Thanks AH for some hysterically funny memories.
Holy friggin’ moly……I remember going to a CB party. But, it wasn’t in a parking lot. It was at a CB “club house”. And, all the CBers sat around talking to each other. I had forgotten about that. How funny!
Who is Hot Angie?
I dunno about the world anymore. I have an innate fear that they will invent hot super victorias secret super model sex robots. Like the world wants to replace everything a human can do with a machine, anyway. I love talking once you get me going and get me outta my shyness.
I bet eating dinner would be fun with you.
Vanessa….dinner with me would be more like a food fight than a texting party!
And, you are right….so much stuff that people does is being replaced by robots now. aaaaiiieeeeee
it’s pretty tragic right? what happened to good ol’ trash talking?
P.s nice header there. very smoky eyes indeed
jenny….nothing like good ol’ trash talkin’…..who needs an piece of electronic equipment for that! I mean, ya can’t even see the person’s reaction on their face when ya let go with a string of obscenities/insults! What’s the fun in that?
TY for the eye compliment. I model my makeup after the late, great Tammy Faye Baker Messner’s make-up. LOL
move over yr elbow in my mashed potatoes
Hahahaha….that’s funny, fakename2. Hmmmm…..wonder how many “fakenames” were at the texting party?
Well, tpb…oh wait.
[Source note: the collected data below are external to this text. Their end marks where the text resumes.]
PR #713, opened 2021-01-31
Manage Servers menu

MrChip53:
**Changes**
Adds a preferences style menu to manage servers and their respective users.

Known issues:
~~The back stack.~~

To-do in different PRs:
- Return more friendly strings for last used, something like, a few seconds ago, a few minutes ago, 7 minutes ago, 2 hours ago, 10 days ago, over a month ago.
- Add user images?
- Add the add server button into preferences?

**Issues**


nielsvanvelzen:
I don't think the confirmation dialog is necessary, we've removed these kinds of dialogs from other places in the app too. When a user presses the "remove user/server" button just remove it. The "manage servers" screen could use the server address as description, additionally an "add server" button could be added. The "users screen  could use an "add user" button too, we could use the last active time as description for those users, it would also be cool if we could how profile pictures instead of the icons here. You could wrap the users in a `category {}` so they are separated from the delete server action.

app/src/main/java/org/jellyfin/androidtv/ui/preference/dsl/OptionsLink.kt
```diff
@@ -18,9 +20,16 @@ class OptionsLink(
...
+	var extras: Bundle = bundleOf()
+	var clickListener: Preference.OnPreferenceClickListener? = null
 
-	inline fun <reified T : OptionsFragment> withFragment() {
+	inline fun <reified T : OptionsFragment> withFragment(extraBundle: Bundle = bundleOf()) {
 		fragment = T::class
+		extras = extraBundle
+	}
+
+	fun setListener(preferenceClickListener: Preference.OnPreferenceClickListener) {
```
nielsvanvelzen, line 31: I don't like the clicklistener in the `link` item. The link item is meant to link to other fragments. I think adding a new type called an "action" would be better.
You can copy the OptionsLink file to a new OptionsActions file and remove the fragment code from it and include the click listener.

app/src/main/java/org/jellyfin/androidtv/ui/startup/StartupToolbarFragment.kt
```diff
@@ -19,6 +19,11 @@ class StartupToolbarFragment : Fragment() {
 			if (activity is StartupActivity) activity.addServer()
 		}
 
+		binding.manageServers.setOnClickListener {
+			val activity = requireActivity()
+			if (activity is StartupActivity) activity.manageServers()
```
nielsvanvelzen, line 24:
```suggestion
			val settingsIntent = Intent(requireActivity(), PreferencesActivity::class.java)
			settingsIntent.putExtra(PreferencesActivity.EXTRA_SCREEN, ManageServersScreen::class.qualifiedName)
			startActivity(settingsIntent)
```

The fragment shouldn't depend on a specific activity (we should fix this later for the `addServer` function too)

app/src/main/res/values/strings.xml
```diff
@@ -433,4 +433,9 @@
     <string name="login_server_unavailable">Unable to connect to server</string>
     <string name="login_username_field_empty">Username cannot be empty</string>
     <string name="pref_authentication_link">Authentication options</string>
-</resources>
\ No newline at end of file
+    <string name="lbl_manage_servers">Manage Servers</string>
```
nielsvanvelzen, line 436:
```suggestion
    <string name="lbl_manage_servers">Manage servers</string>
```

app/src/main/res/values/strings.xml
```diff
@@ -433,4 +433,9 @@
...
+    <string name="lbl_manage_users">Users for %1$s</string>
```
nielsvanvelzen, line 437:
```suggestion
    <string name="lbl_manage_users">%1$s users</string>
```

Maybe even just use the server name, not sure.

app/src/main/java/org/jellyfin/androidtv/ui/startup/ManageServersScreen.kt
```diff
@@ -0,0 +1,29 @@
...
+
+	override val screen by optionsScreen {
+		val authenticationStore = get<AuthenticationStore>()
+
+		val serverMap = authenticationStore.getServers()
+
+		setTitle(R.string.lbl_manage_servers)
+
+		for (entry in serverMap) {
+			link {
```
nielsvanvelzen, line 20:
```suggestion
		serverMap.forEach(entry -> link {
```

Also more readable to call it "server" instead of "entry".

app/src/main/java/org/jellyfin/androidtv/ui/startup/ManageServersScreen.kt
```diff
@@ -0,0 +1,29 @@
...
+import org.jellyfin.androidtv.ui.preference.dsl.OptionsFragment
+import org.jellyfin.androidtv.ui.preference.dsl.optionsScreen
+import org.koin.android.ext.android.get
+
+class ManageServersScreen : OptionsFragment() {
+
+	override val screen by optionsScreen {
+		val authenticationStore = get<AuthenticationStore>()
+
+		val serverMap = authenticationStore.getServers()
```
nielsvanvelzen, line 15:
```suggestion
		val servers = authenticationStore.getServers()
```

app/src/main/java/org/jellyfin/androidtv/ui/startup/EditServerScreen.kt
```diff
@@ -0,0 +1,51 @@
...
+				withFragment<RemoveServerUserScreen>(bundleOf(
+						RemoveServerUserScreen.ARG_REMOVE_USER to true,
+						RemoveServerUserScreen.ARG_SERVER_UUID to serverUUID,
+						RemoveServerUserScreen.ARG_USER_UUID to entry.key
+				))
+			}
+		}
+
+		link {
+			setTitle(R.string.lbl_remove_server)
```
nielsvanvelzen, line 38: I'd use a trash icon here. Also this one could maybe use a description like "This also removes all users"

nielsvanvelzen (changes requested):

MrChip53:
> I don't think the confirmation dialog is necessary, we've removed these kinds of dialogs from other places in the app too. When a user presses the "remove user/server" button just remove it. The "manage servers" screen could use the server address as description, additionally an "add server" button could be added. The "users screen could use an "add user" button too, we could use the last active time as description for those users, it would also be cool if we could how profile pictures instead of the icons here. You could wrap the users in a `category {}` so they are separated from the delete server action.

I addressed everything I believe except the user images because at this time there is no way to load anything except a resource id and the add server button which I think may be big enough to justify it own PR, either by adding an edittext pref to the Options system or making the preferences be fragments on startup actvity so we can just push the addserver frag to the top when the button is clicked

app/src/main/java/org/jellyfin/androidtv/ui/preference/dsl/OptionsAction.kt
```diff
@@ -0,0 +1,73 @@
...
+import androidx.core.os.bundleOf
+import androidx.preference.Preference
+import androidx.preference.PreferenceCategory
+import java.util.*
+import kotlin.reflect.KClass
+
+/**
+ * Link to a different fragment.
+ */
+class OptionsAction(
```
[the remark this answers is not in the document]
nielsvanvelzen: also kdoc is not correct now

nielsvanvelzen (changes requested):
I'm wondering if we should add another menu when clicking on users to allow a few actions:

- Sign out
- Remove

We could add some more in the future like:
- Set default
- Set as service user

app/src/main/java/org/jellyfin/androidtv/ui/startup/EditUserScreen.kt
```diff
@@ -0,0 +1,66 @@
...
+		val authenticationStore = get<AuthenticationStore>()
+		val server = authenticationStore.getServer(serverUUID) ?: return@optionsScreen
+
+		val user = authenticationStore.getUser(serverUUID, userUUID) ?: return@optionsScreen
+		title = context?.getString(R.string.lbl_user_server, user.name, server.name)
+
+		val account = accountManagerHelper.getAccount(userUUID)
+
+		when {
+			account?.accessToken != null -> {
```
nielsvanvelzen, line 31: Should be disabled instead of hidden when access token is not set

nielsvanvelzen, line 31: Should use an icon/description

app/src/main/java/org/jellyfin/androidtv/ui/startup/EditUserScreen.kt
```diff
@@ -0,0 +1,66 @@
...
+						(pref.parent as PreferenceCategory).removePreference(pref)
+
+						return@setListener true
+					}
+				}
+			}
+		}
+
+		action {
+			setTitle(R.string.lbl_remove)
```
nielsvanvelzen, line 47: Should use an icon/description

app/src/main/java/org/jellyfin/androidtv/ui/startup/EditUserScreen.kt
```diff
@@ -0,0 +1,66 @@
...
+
+			setListener { _ ->
+				authenticationStore.removeUser(serverUUID, userUUID)
+
+				//Pop the back stack manually
+				//Do it twice because the EditServerScreen doesn't update to remove the listed user we just deleted
+				requireActivity().supportFragmentManager.fragments[0].childFragmentManager.popBackStackImmediate()
```
nielsvanvelzen, line 54: How can we be certain that the first element in `fragments` is the fragment we want to pop?

nielsvanvelzen (changes requested):

app/src/main/java/org/jellyfin/androidtv/ui/preference/dsl/OptionsCategory.kt
```diff
@@ -19,6 +19,16 @@ class OptionsCategory(
...
+	@OptionsDSL
+	fun link(init: OptionsLink.() -> Unit) {
+		this += OptionsLink(context).apply { init() }
+	}
+
+	@OptionsDSL
+	fun action(init: OptionsAction.() -> Unit) {
+		this += OptionsAction(context).apply { init() }
+	}
+
```
nielsvanvelzen, line 31: These should be extension functions in their own files (OptionsLink.kt,OptionsAction.kt). Adding _all_ functions in this file will make the code too long.

app/src/main/java/org/jellyfin/androidtv/ui/preference/dsl/OptionsAction.kt
```diff
@@ -0,0 +1,51 @@
...
+	private val context: Context
+) : OptionsItemMutable<Unit>() {
+	@DrawableRes
+	var icon: Int? = null
+	var content: String? = null
+	var clickListener: Preference.OnPreferenceClickListener? = null
+
+	fun setListener(preferenceClickListener: Preference.OnPreferenceClickListener) {
```
nielsvanvelzen, line 21: Add an type alias for `Preference.OnPreferenceClickListener` so we don't leak androidx.preference classes from the DSL. Not sure if it's possible to add the typealias in the class. Extending the listener might work too if it's not final.

See https://kotlinlang.org/docs/type-aliases.html

app/src/main/java/org/jellyfin/androidtv/ui/preference/PreferencesActivity.kt
```diff
@@ -20,13 +20,14 @@ class PreferencesActivity : FragmentActivity() {
...
 				)
-			})
+			}, MAIN_PREF_TAG)
 			.commit()
 	}
 
 	companion object {
 		const val EXTRA_SCREEN = "screen"
 		const val EXTRA_SCREEN_ARGS = "screen_args"
+		const val MAIN_PREF_TAG = "PreferencesActivity"
```
nielsvanvelzen, line 30:
```suggestion
		const val FRAGMENT_TAG = "PreferencesActivity"
```

app/src/main/java/org/jellyfin/androidtv/ui/preference/dsl/OptionsLink.kt
```diff
@@ -18,9 +20,11 @@ class OptionsLink(
 	var icon: Int? = null
 	var content: String? = null
 	var fragment: KClass<out OptionsFragment>? = null
+	var extras: Bundle = bundleOf()
```
nielsvanvelzen, line 23:
```suggestion
	var extras: Bundle? = null
```

app/src/main/java/org/jellyfin/androidtv/ui/preference/dsl/OptionsLink.kt
```diff
@@ -18,9 +20,11 @@ class OptionsLink(
...
 
-	inline fun <reified T : OptionsFragment> withFragment() {
+	inline fun <reified T : OptionsFragment> withFragment(extraBundle: Bundle = bundleOf()) {
```
nielsvanvelzen, line 25:
```suggestion
	inline fun <reified T : OptionsFragment> withFragment(extraBundle: Bundle? = null) {
```

app/src/main/java/org/jellyfin/androidtv/ui/preference/dsl/OptionsLink.kt
```diff
@@ -36,6 +40,7 @@ class OptionsLink(
 			it.isPersistent = false
 			it.key = UUID.randomUUID().toString()
 			it.fragment = fragment?.qualifiedName
+			it.extras.putAll(extras)
```
nielsvanvelzen, line 43:
```suggestion
			extras?.let { extras -> it.extras.putAll(extras) }
```

app/src/main/java/org/jellyfin/androidtv/ui/preference/dsl/OptionsLink.kt
```diff
@@ -49,8 +54,3 @@ class OptionsLink(
 		}
 	}
 }
-
-@OptionsDSL
-fun OptionsCategory.link(init: OptionsLink.() -> Unit) {
-	this += OptionsLink(context).apply { init() }
-}
```
nielsvanvelzen, line 56: Put this one back (see other comment in OptionsCategory.kt)

app/src/main/res/values/strings.xml
```diff
@@ -433,4 +433,16 @@
     <string name="login_server_unavailable">Unable to connect to server</string>
     <string name="login_username_field_empty">Username cannot be empty</string>
     <string name="pref_authentication_link">Authentication options</string>
-</resources>
\ No newline at end of file
+    <string name="lbl_manage_servers">Manage servers</string>
+    <string name="lbl_remove_users">This will also remove all associated users</string>
+    <string name="lbl_remove_user_content">Remove this account</string>
```
nielsvanvelzen, line 438:
```suggestion
    <string name="lbl_remove_user_content">Remove account</string>
```

app/src/main/res/values/strings.xml
```diff
@@ -433,4 +433,16 @@
...
+    <string name="lbl_sign_out_content">Sign this user out</string>
```
nielsvanvelzen, line 439:
```suggestion
    <string name="lbl_sign_out_content">Sign this account out.</string>
```

nielsvanvelzen (changes requested):

nielsvanvelzen (approved):

MrChip53 (commented):
Your changes LGTM @nielsvanvelzen

nielsvanvelzen (approved):

thornbill (changes requested):
I tested this a bit and it looks great!

I did notice an issue though where I was unable to remove a server. I'm guessing this was the server that I last logged into. It seems to keep a reference to the last logged in user even after removing the server, so it doesn't actually go away.

nielsvanvelzen:
I think that behavior _should_ be fixed with #730

thornbill:
Whoops there's another conflict here now.

thornbill (approved):

PR #714, opened 2021-02-01
Add episode full name as subtitle while playing TV episode

MrChip53:
**Changes**
Adds the "Series Name S1 E1" text as the subtitle while playing a TV episode. Useful for a quick glimpse at what season and episode you are on without having to back out of your video.

**Issues**


MrChip53:
Untitled

nielsvanvelzen (approved):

I hope you aren’t offended by my nicknaming you. As you must well know here in the South, your name could be “Abradelicious” and we would call you “Del”.
If there were any Fakenames at that texting party, they were imposters. The nerve.
Not offended by nickname….it’s probably the cleanest one that I have. Definitely the only one that my dear Mom would have used for me. LOL
And, I’ll bet all those texting party people were fakesters.
So, I had to read up on this. I couldn’t find anything on text dinner parties, but a text party is where people start texting an address to everyone on their phone, and a million strangers show up to party. Can you imagine doing this for dinner? That would be a big batch of corn dogs.
MM…great to see you! It’s been a while. And, yes, that would be a gazillion corndogs!
too bad peeps have lost the balls to talk shit to your face anymore! the good ole days are gone!
I totally agree, Noe Noe. And, there’s not enough space to text any good curse words at them! What happened to good ol’ face to face insulting that sometimes resulted in entertaining fisticuffs????? I long for the days when crowds could gather around a good shout-down!
My problem is that I’m easily confused by the spelling shortcuts. idk =what? I’ma dum ku%* ??
ppl = what? perky people laughing, pissy people lying?? I’m just confused!
CC….yeah, me, too. You are hilarious!